ACTIVITY
Copy nothing from the entries below except the lines from the one containing "PR #408, opened 2023-10-10" through the one containing "- add processMessage()", and copy those exactly.

RECORDS FOR THIS EXERCISE
•••••
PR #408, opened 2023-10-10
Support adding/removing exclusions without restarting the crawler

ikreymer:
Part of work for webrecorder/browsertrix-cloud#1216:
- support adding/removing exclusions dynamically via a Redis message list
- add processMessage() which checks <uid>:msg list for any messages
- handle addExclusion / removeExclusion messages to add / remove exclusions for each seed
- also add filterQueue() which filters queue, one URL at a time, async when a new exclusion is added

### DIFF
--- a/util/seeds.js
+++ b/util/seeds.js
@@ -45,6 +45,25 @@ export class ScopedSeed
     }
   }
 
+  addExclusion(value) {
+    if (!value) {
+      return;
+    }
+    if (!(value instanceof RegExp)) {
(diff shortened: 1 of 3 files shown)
•••••
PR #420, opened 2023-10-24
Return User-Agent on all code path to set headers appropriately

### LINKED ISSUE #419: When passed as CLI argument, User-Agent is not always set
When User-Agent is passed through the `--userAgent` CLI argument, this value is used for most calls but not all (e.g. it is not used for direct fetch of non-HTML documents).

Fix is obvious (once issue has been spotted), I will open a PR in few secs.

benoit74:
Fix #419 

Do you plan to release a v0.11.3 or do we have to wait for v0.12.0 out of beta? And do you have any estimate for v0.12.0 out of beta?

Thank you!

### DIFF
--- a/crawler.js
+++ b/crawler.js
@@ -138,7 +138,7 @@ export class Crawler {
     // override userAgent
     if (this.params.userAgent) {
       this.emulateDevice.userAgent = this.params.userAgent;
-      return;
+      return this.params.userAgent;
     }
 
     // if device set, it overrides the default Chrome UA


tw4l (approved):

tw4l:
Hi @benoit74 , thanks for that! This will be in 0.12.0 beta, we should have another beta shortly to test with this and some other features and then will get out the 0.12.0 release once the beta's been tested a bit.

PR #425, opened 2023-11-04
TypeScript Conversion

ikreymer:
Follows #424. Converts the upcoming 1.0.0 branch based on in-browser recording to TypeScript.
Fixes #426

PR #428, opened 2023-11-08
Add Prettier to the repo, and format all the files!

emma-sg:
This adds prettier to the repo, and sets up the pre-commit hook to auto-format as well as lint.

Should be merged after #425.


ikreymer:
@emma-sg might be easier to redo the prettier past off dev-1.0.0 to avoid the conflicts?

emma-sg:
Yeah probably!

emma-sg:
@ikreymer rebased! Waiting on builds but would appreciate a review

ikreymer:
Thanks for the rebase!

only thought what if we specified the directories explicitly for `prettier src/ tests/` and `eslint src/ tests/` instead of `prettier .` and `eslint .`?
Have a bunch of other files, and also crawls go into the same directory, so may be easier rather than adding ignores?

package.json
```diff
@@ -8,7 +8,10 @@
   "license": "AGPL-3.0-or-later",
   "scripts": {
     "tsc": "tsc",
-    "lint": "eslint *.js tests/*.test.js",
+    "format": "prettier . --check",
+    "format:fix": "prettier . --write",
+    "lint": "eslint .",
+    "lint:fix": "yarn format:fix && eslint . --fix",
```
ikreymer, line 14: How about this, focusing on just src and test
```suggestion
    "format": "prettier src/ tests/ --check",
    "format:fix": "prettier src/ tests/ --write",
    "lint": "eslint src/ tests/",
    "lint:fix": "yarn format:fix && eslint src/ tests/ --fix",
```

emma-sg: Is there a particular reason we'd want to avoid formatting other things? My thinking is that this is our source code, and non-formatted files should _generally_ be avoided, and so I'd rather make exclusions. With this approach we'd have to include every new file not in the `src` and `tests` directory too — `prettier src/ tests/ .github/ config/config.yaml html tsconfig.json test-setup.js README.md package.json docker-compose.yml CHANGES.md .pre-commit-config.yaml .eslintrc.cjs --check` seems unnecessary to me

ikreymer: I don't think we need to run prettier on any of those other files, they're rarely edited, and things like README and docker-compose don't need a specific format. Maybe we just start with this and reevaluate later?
•••••
SOLUTION TO THIS PROBLEM
PR #408, opened 2023-10-10
Support adding/removing exclusions without restarting the crawler

ikreymer:
Part of work for webrecorder/browsertrix-cloud#1216:
- support adding/removing exclusions dynamically via a Redis message list
- add processMessage() which checks <uid>:msg list for any messages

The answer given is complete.